Now you may find that hard to beleive however let me explain my "problem" I am a suffer of sevear chronic tinnitus. 24/7 I have what sounds like a very high pitched squeel (think smoke alarm) going off in my head (stereo). I have sat in 5.1 and 7.1 rooms in audio stores and have not heard "surround sound". Even in commerical theaters the only surround sound I can point a finger at and say "there it is" is during the THX orchestra type test.

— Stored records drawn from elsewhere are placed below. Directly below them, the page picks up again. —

PR #4822, opened 2022-07-25
cmd: separate auth rpc server from regular

nanevardanyan:
Issue: https://github.com/ledgerwatch/erigon/issues/4641


cmd/rpcdaemon/cli/config.go
```diff
@@ -557,6 +568,97 @@ func StartRpcServer(ctx context.Context, cfg httpcfg.HttpCfg, rpcAPI []rpc.API)
...
 
+func startAuthenticatedRpcServer(ctx context.Context, cfg httpcfg.HttpCfg, rpcAPI []rpc.API) error {
+	var engineListener *http.Server
+	var engineSrv *rpc.Server
+	var engineHttpEndpoint string
+
+	// register apis and create handler stack
+	httpEndpoint := fmt.Sprintf("%s:%d", cfg.HttpListenAddress, cfg.HttpPort)
+
+	fmt.Printf("TraceRequests = %t\n", cfg.TraceRequests)
```
mandrigin, line 579: Logging, use TRACE

cmd/rpcdaemon/cli/config.go
```diff
@@ -557,6 +568,97 @@ func StartRpcServer(ctx context.Context, cfg httpcfg.HttpCfg, rpcAPI []rpc.API)
...
+	srv := rpc.NewServer(cfg.RpcBatchConcurrency, cfg.TraceRequests, cfg.RpcStreamingDisable)
+
+	allowListForRPC, err := parseAllowListForRPC(cfg.RpcAllowListFilePath)
+	if err != nil {
+		return err
+	}
+	srv.SetAllowList(allowListForRPC)
```
mandrigin, line 586: Not needed, allow list for the auth endpoint should not matter

cmd/rpcdaemon/cli/config.go
```diff
@@ -557,6 +568,97 @@ func StartRpcServer(ctx context.Context, cfg httpcfg.HttpCfg, rpcAPI []rpc.API)
...
+
+	var defaultAPIList []rpc.API
+	var engineAPI []rpc.API
+
+	for _, api := range rpcAPI {
```
mandrigin, line 591: No need to parse those. Those are always “engine” and “eth”

nanevardanyan: Does it mean we should have one rpc.API list and append only "eth" and "engine" to it?

mandrigin: yep, and append regardless of other params

nanevardanyan: okay, got it. And then what about flags?

mandrigin: you only care for the new two flags here, the rest, like http.api and the allow-list, you just ignore for the auth endpoint.

cmd/rpcdaemon/cli/config.go
```diff
@@ -434,14 +434,19 @@ func RemoteServices(ctx context.Context, cfg httpcfg.HttpCfg, logger log.Logger,
 }
 
 func StartRpcServer(ctx context.Context, cfg httpcfg.HttpCfg, rpcAPI []rpc.API) error {
```
mandrigin, line 436:
```suggestion
func StartRpcServer(ctx context.Context, cfg httpcfg.HttpCfg, rpcAPI []rpc.API, authAPI []rpc.API) error {
```

cmd/rpcdaemon/cli/config.go
```diff
@@ -434,14 +434,19 @@ func RemoteServices(ctx context.Context, cfg httpcfg.HttpCfg, logger log.Logger,
...
-	var engineListener *http.Server
-	var engineSrv *rpc.Server
-	var engineHttpEndpoint string
+	err := startAuthenticatedRpcServer(ctx, cfg, rpcAPI)
```
mandrigin, line 437:
```suggestion
	err := startAuthenticatedRpcServer(ctx, cfg, authAPI)
```

cmd/rpcdaemon/cli/config.go
mandrigin: and you need to change the code in eth/backend.go to provide `authAPI`.

just with 2 entries, `engine API` and `eth API`, you can see how they are created in `https://github.com/ledgerwatch/erigon/blob/8e3ac8a21c8f55bdd78338e88e956999ad7e60b8/cmd/rpcdaemon/commands/daemon.go` line 15.

nanevardanyan: Okay, should the authAPI also be predefined with two values in the case of `rpcdeamon` and `main`?

mandrigin: yup

nanevardanyan: Done! Please check again

mandrigin (approved):

mandrigin:
@nanevardanyan looks good to me, ping someone on Discord to do the review

nanevardanyan:
Thank you @mandrigin a lot!

cmd/rpcdaemon/cli/config.go
```diff
@@ -557,6 +535,48 @@ func StartRpcServer(ctx context.Context, cfg httpcfg.HttpCfg, rpcAPI []rpc.API)
...
+	var engineHttpEndpoint string
+	var err error
+
+	log.Trace("TraceRequests = %t\n", cfg.TraceRequests)
+	srv := rpc.NewServer(cfg.RpcBatchConcurrency, cfg.TraceRequests, cfg.RpcStreamingDisable)
+
+	var rpcAPIList []rpc.API
+
+	for _, api := range rpcAPI {
+		if api.Namespace == "engine" || api.Namespace == "eth" {
```
yperbasis, line 550: This check is unnecessary since we always pass `AuthAPIList()` to this function.

cmd/rpcdaemon/cli/config.go
```diff
@@ -451,22 +456,10 @@ func StartRpcServer(ctx context.Context, cfg httpcfg.HttpCfg, rpcAPI []rpc.API)
 	srv.SetAllowList(allowListForRPC)
 
 	var defaultAPIList []rpc.API
-	var engineAPI []rpc.API
 
 	for _, api := range rpcAPI {
 		if api.Namespace != "engine" {
```
yperbasis, line 461: Let's remove engine from Line 78 as well as this check.

yperbasis (changes requested):

cmd/rpcdaemon/commands/daemon.go
```diff
@@ -132,3 +132,27 @@ func APIList(db kv.RoDB, borDb kv.RoDB, eth rpchelper.ApiBackend, txPool txpool.
 
 	return list
 }
+
+func AuthAPIList(db kv.RoDB, eth rpchelper.ApiBackend, txPool txpool.TxpoolClient, mining txpool.MiningClient,
```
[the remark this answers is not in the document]
nanevardanyan: Okay, that makes sense.

cmd/rpcdaemon/cli/config.go
nanevardanyan: Ah right, this was modified before changing the list. Thanks!

yperbasis (changes requested):
Actually, sorry, let's restore `if api.Namespace != "engine"` check at line 465 of `cmd/rpcdaemon/cli/config.go` so that it's not possible to enable the engine API on the non-authenticated port.
And please also remove "engine" from line 78.

nanevardanyan:
Thanks, @yperbasis a lot! Just updated.

yperbasis (approved):

PR #4836, opened 2022-07-26
fixed timeout on CL

Giulio2002:


yperbasis:
What was the timeout problem? To me this change looks weird and negating PR #4797.

mandrigin:
@yperbasis in our case latest devel basically times out on everything engine-related.

yperbasis (approved):
Nice catch!

PR #4842, opened 2022-07-27
Refactoring To Increase Code Quality

leonardchinonso:
Cleaning and tidying up general code.
Might include a test or two for the devnettest tool


internal/flags/helpers.go
```diff
@@ -58,17 +58,6 @@ func (a ByCategory) Less(i, j int) bool {
 	return iIdx < jIdx
 }
 
-func FlagCategory(flag cli.Flag, flagGroups []FlagGroup) string {
```
leonardchinonso, line 61: I saw this function was never used and took it out. I thought it could always be re-written if it was ever needed. Also, it might be more efficient to prestore the flags one way before looking for the name rather than going over it in nested loops

cmd/rpcdaemon/commands/send_transaction_test.go
```diff
@@ -27,33 +27,33 @@ import (
 
 func TestSendRawTransaction(t *testing.T) {
 	t.Skip("Flaky test")
-	m, require := stages.Mock(t), require.New(t)
+	m, assertions := stages.Mock(t), require.New(t)
```
AskAlexSharov, line 30: This is recommendations of libs author to do: 
require := require.New()
and 
assert := assert.New()

https://github.com/stretchr/testify#assert-package

also in this package “require” and “assert” have different meaning, don’t need to mix them

AskAlexSharov (changes requested):

cmd/rpcdaemon/commands/send_transaction_test.go
leonardchinonso: Oh okay, I used `assertions`, because the `require.New()` method returned an `Assertion` type.
I'll change it, Thanks

AskAlexSharov (approved):

Issue #4863, opened 2022-07-29
Add --config-file flag that points to configuration file


barnabasbusa:
# Rationale

Why should this feature exist?
Having all the configuration parameters stored in an easily editable format (such as YAML file) enables the users to quickly edit their flags without needing to reload the systemd daemon. 

What are the use-cases?
Instead of having 
```
erigon \
--chain sepolia \
--port 30302 \
--datadir /root/sepolia-erigon \
--http.port 8542 \
--engine.port 8552 
``` 
one could have `erigon --config-file /path/erigon-config.yaml`

Where the config file contains:
```yaml
chain: "sepolia"
port: 30302
datadir: "/root/sepolia-erigon"
http.port: 8542
engine.port: 8552
```
The more flags you have the more benefit you'll see.

# Implementation

Do you have ideas regarding the implementation of this feature?
Prysm (similarly written in go) handles the config-file flag as such:
https://github.com/prysmaticlabs/prysm/blob/cc1ea81d4a6032809cfc9d6a543d87f8392b4c74/cmd/flags.go#L266

Are you willing to implement this feature? 
No. Someone with more in depth knowledge of the project should implement this feature.

enriavil1:
I'll implement it

beejiujitsu:
+1 this would be useful for running Erigon in Kubernetes / configuring via configMap mounted to a file.

enriavil1:
> +1 this would be useful for running Erigon in Kubernetes / configuring via configMap mounted to a file.

My PR will add support to YAML and TOML confit files.

beejiujitsu:
> > +1 this would be useful for running Erigon in Kubernetes / configuring via configMap mounted to a file.
> 
> My PR will add support to YAML and TOML confit files.

Right. What I mean is, in kubernetes you can store text files as a Configmap object/manifest, then mount it in a pod as a file to use with the method you're implementing.

icculp:
+1 this will be useful for integrations/automations. Preferred method for passing parameters for Node Launcher is to use config files. End users can't customize their nodes otherwise.

barnabasbusa:
@icculp  the feature has been merged 2 weeks ago.

PR #4868, opened 2022-07-29
Adding config-file flag

enriavil1:
`--config-file` will allow for Erigon to accept a YAML file with flags, as specified in #4863 
Also added a log for all the http.api APIs being used

### DIFF
--- a/cmd/erigon/main.go
+++ b/cmd/erigon/main.go
@@ -73,9 +73,11 @@ func setFlagsFromYamlFile(ctx *cli.Context, filePath string) error {
 
 	// sets global flags to value in yaml file
 	for key, value := range yamlFileConfig {
-		err := ctx.GlobalSet(key, value)
-		if err != nil {
-			return err
+		if !ctx.GlobalIsSet(key) {
+			err := ctx.GlobalSet(key, value)
+			if err != nil {
+				return err
+			}
 		}
 	}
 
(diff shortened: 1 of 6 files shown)


cmd/erigon/main.go
```diff
@@ -35,6 +38,14 @@ func runErigon(cliCtx *cli.Context) {
 	logger := log.New()
 	// initializing the node and providing the current git commit there
 	logger.Info("Build info", "git_branch", params.GitBranch, "git_tag", params.GitTag, "git_commit", params.GitCommit)
+
+	yamlFilePath := cliCtx.GlobalString(utils.ConfigFileFlag.Name)
+	if yamlFilePath != "" {
```
leonardchinonso, line 43: So if `--config-file`, it does not overwrite other flags that are passed in of the same kind?
I ask because if `--config-file` is passed and `yamlFilePath` is empty, the code goes on to check other set flags

enriavil1: --config-file is the path to the yamlFilePath, so if we get a yamlFilePath we set up all the flags inside of the yaml file, but we "overwrite" the yaml flags if they were set by hand in the cli.

leonardchinonso (approved):

AskAlexSharov:
@enriavil1 bit this is not compatible with geth?
As I remember - there is —config flag and TOML format?

enriavil1:
> @enriavil1 bit this is not compatible with geth?
> As I remember - there is —config flag and TOML format?
It still should be compatible with Beth since the flag we have is `--config-file` but a better name would be `--config.yaml.file`

enriavil1:
@AskAlexSharov I have added support for TOML files as well as YAML files under the `--config` flag

PR #4870, opened 2022-07-30
verify download when bytes completed == bytes total

enriavil1:
Some times snapshots download gets stuck at 100% in a loop inside of the for loop in header stage. To avoid this I have added a check for download checking if `stats.byteCompleted == stats.bytesTotal.` I assume we need to add this check because `stats.Completed` is false at times when it should be true.

### DIFF
--- a/eth/stagedsync/stage_headers.go
+++ b/eth/stagedsync/stage_headers.go
@@ -1346,10 +1346,8 @@ Loop:
 			if stats, err := cfg.snapshotDownloader.Stats(ctx, &proto_downloader.StatsRequest{}); err != nil {
 				log.Warn("Error while waiting for snapshots progress", "err", err)
 			} else if stats.Completed {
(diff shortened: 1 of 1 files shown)


eth/stagedsync/stage_headers.go
```diff
@@ -1385,3 +1389,12 @@ Finish:
 	}
 	return nil
 }
+
+func verifySnapshots(ctx context.Context, cfg HeadersCfg) error {
+	if !cfg.snapshots.Cfg().Verify { // will verify after loop
```
AskAlexSharov, line 1394: Probably need remove !

AskAlexSharov: There is comment why in original place was: !

AskAlexSharov (changes requested):

AskAlexSharov:
Why it stuck? Why can’t add this check inside downloader?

I am also color blind..on a good day I see 2 colors vice 1 in a raidbow. I don't mean to sound pathetic. I just thought I would ask if there is a particular type of speaker and configuration i should look at. And perhaps the type of TV

Tks


----------



## Andre (Feb 15, 2010)

HI Max welcome to the Shack.

I know it may be a too simple an answer but have you tried notching up the treble incrementally until you hear the sounds better. As for being color blind. Since you do see colors (1-2 in a raidbow) you probably jsut see color "differently" then others (dark green could be brown to you..etc) There is really no use in calibrating a TV to "your' color spectrum, its not going to make it any more enjoyable for you, However, it will probably look weird to others...


----------



## drdoan (Aug 30, 2006)

Welcome to the Shack. I would suggest you get the speakers that sound best to you. I would set them up in the proper 5.1 arrangement. Have fun. Dennis


----------



## class a (Oct 22, 2010)

Sorry about your hearing problem but this setup should be very nice. Vandersteen 1C's $1095, Vcc-1 center $549, VSM-1's for the rears $995 that leaves about $500 for a PSB or Paradigm sub. Years ago I had a Vandy surround setup w/2ce's a beautiful setup and you won't get listener fatigue. When being hit with technical questions at a forum Richard Vandersteen said "Sit back turn the lights down and if at the end of the night you like them. Buy them." Good luck in your search. If there's a Vandy dealer in your area check them out great bang for the buck.:sn:


----------



## WmAx (Jan 26, 2008)

If you want the highest performance per dollar, you should either (1) buy used [or] (2) have a high performance DIY set built for you; you can easily contract the cabinet work to local carpenter and have some one online put together the xover boards for you.

The same goes for the subwoofer(s).

However, if this is only for movies, I believe the above efforts are a waste of time. But if you intend to play music as well, the above is very worthwhile.

Chris


----------